O homem com aparência fria veio caminhando em sua direção segurando um pacote. Entregou-lhe e passou as instruções:
-Você saberá o que houve, mas não aqui e não agora, as respostas estão aqui dentro, você só poderá abri-lo quando chegar em sua casa, sozinha em seu quarto, não próximo a ninguém, não na rua. Se abrir perto de alguém, você e as pessoas próximas correrão perigo.
Ficou assustada e gelou, estava confusa, apenas pegou o pacote muito curiosa e saiu.
O prédio agora estava lotado, já havia anoitecido, passou pelo bar cheio, ouviu alguns gracejos, sentiu medo de andar por aquelas ruas perigosas. A noite estava linda, bela e quente noite de primavera. Olhou o celular várias ligações perdidas de seu marido, quem acreditaria nela? Estava curiosa, não via a hora de chegar e descobrir o que acontecerá com ela, sua nuca doía. Sentiu medo ao andar por aquele bairro estranho, pessoas estranhas.

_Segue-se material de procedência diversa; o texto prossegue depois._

PR #210, opened 2025-12-02
feat(preparation): improve retriability

hannahhoward:
# Goals

I discovered by accident that if I stopped a 2GB simulated upload half way, then replaced all the data in the directory with a different 2GB structure (using randdir)... well, it was extremely hard, in fact impossible to resume all the way to completion. There were essentially two problems:
- Each run only potentially resolves one error, but there are potentially thousands of errors if the whole structure changes
- Some errors that should be recoverable became impossible to recover from -- such as shards that got too small to upload at all (or ran out of CIDs entirely)

This PR is the result of all my attempts to make this work smoothly, and now it does.

# Implementation

- adds an auto retry mode -- if you pass `--retry` to upload, it will automatically restart the upload until success
- properly marks bad FS entries as retriable
- identifies retriable errors (bad FS Entries, bad Nodes) by wrapping them in a RetriableErr struct
- makes more progress building dags before a failure - now a full iteration of dags scans run before returning a potentially multiple bad fs entries
- properly handles bad shards by not only removing items but putting the good CIDs back in the queue and deleting the shard. This is important cause the shard can get too small and potentially break if everything is emptied out.

# For Discussion

- THere's a schema.sql change in there. This is probably the last go we'll get without migrations
- should it be a number of retries?

### DIFF
--- a/cmd/internal/upload/demo/demo.go
+++ b/cmd/internal/upload/demo/demo.go
@@ -356,5 +356,5 @@ func Demo(ctx context.Context, repo *sqlrepo.Repo, spaceName string, alterMetada
 
 	}
 
-	return ui.RunUploadUI(ctx, repo, api, uploads)
+	return ui.RunUploadUI(ctx, repo, api, uploads, false)
 }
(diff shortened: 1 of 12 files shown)


frrist (approved):

Peeja:
> * properly handles bad shards by not only removing items but putting the good CIDs back in the queue and deleting the shard. This is important cause the shard can get too small and potentially break if everything is emptied out.

Ooooh, fantastic catch.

Chegou em um ponto de táxi, o taxista percebeu seu semblante e perguntou se estava tudo bem com ela, apenas acenou que sim com a cabeça.
-Pra aonde senhora?
-Bairro da Canastra, Olavo Bilac 65.
Sentiu-se tentada a abrir aquele pacote, o que teria? Sentiu um calor vindo dele, parecia que se mexia, será um bicho? “Meu Deus que nojo, um bicho, será, pensou”. O transito não colaborava, enfim chegou. Deu uma nota de cinquenta e nem quis pegar o troco.
Atravessou o saguão apressada….
– Mamãe, mamãe, tudo bem? – Seu filho batia na porta naquele instante.
-Calma, mamãe já vai!
Ficou de joelhos no meio do quarto, estava com medo, suas mãos começaram a abrir o pacote:
Um espelho e os dizeres “Vos can stillabunt me”
Mal terminou de pronunciar em voz alta e a imagem de uma bruxa saltou do espelho lhe entrando como um sopro pelas narinas.
Levantou-se, olhou para o espelho e sorriu para sua imagem, tão igual, mas tão diferente! Esboçou sorriso sensual, jogou os cabelos para o lado, alcançou um batom vermelho passou em seus lábios, abriu a porta e foi preparar o jantar para sua família.
Seria a bruxa alguma entidade do mal, ou seria apenas um traço escondido de sua personalidade que ele – aquele homem misterioso – havia capitado?
Bem, não sei dizer, nem a própria protagonista sabe. Mas uma coisa é certa, desde aquele dia ela nunca mais foi a mesma!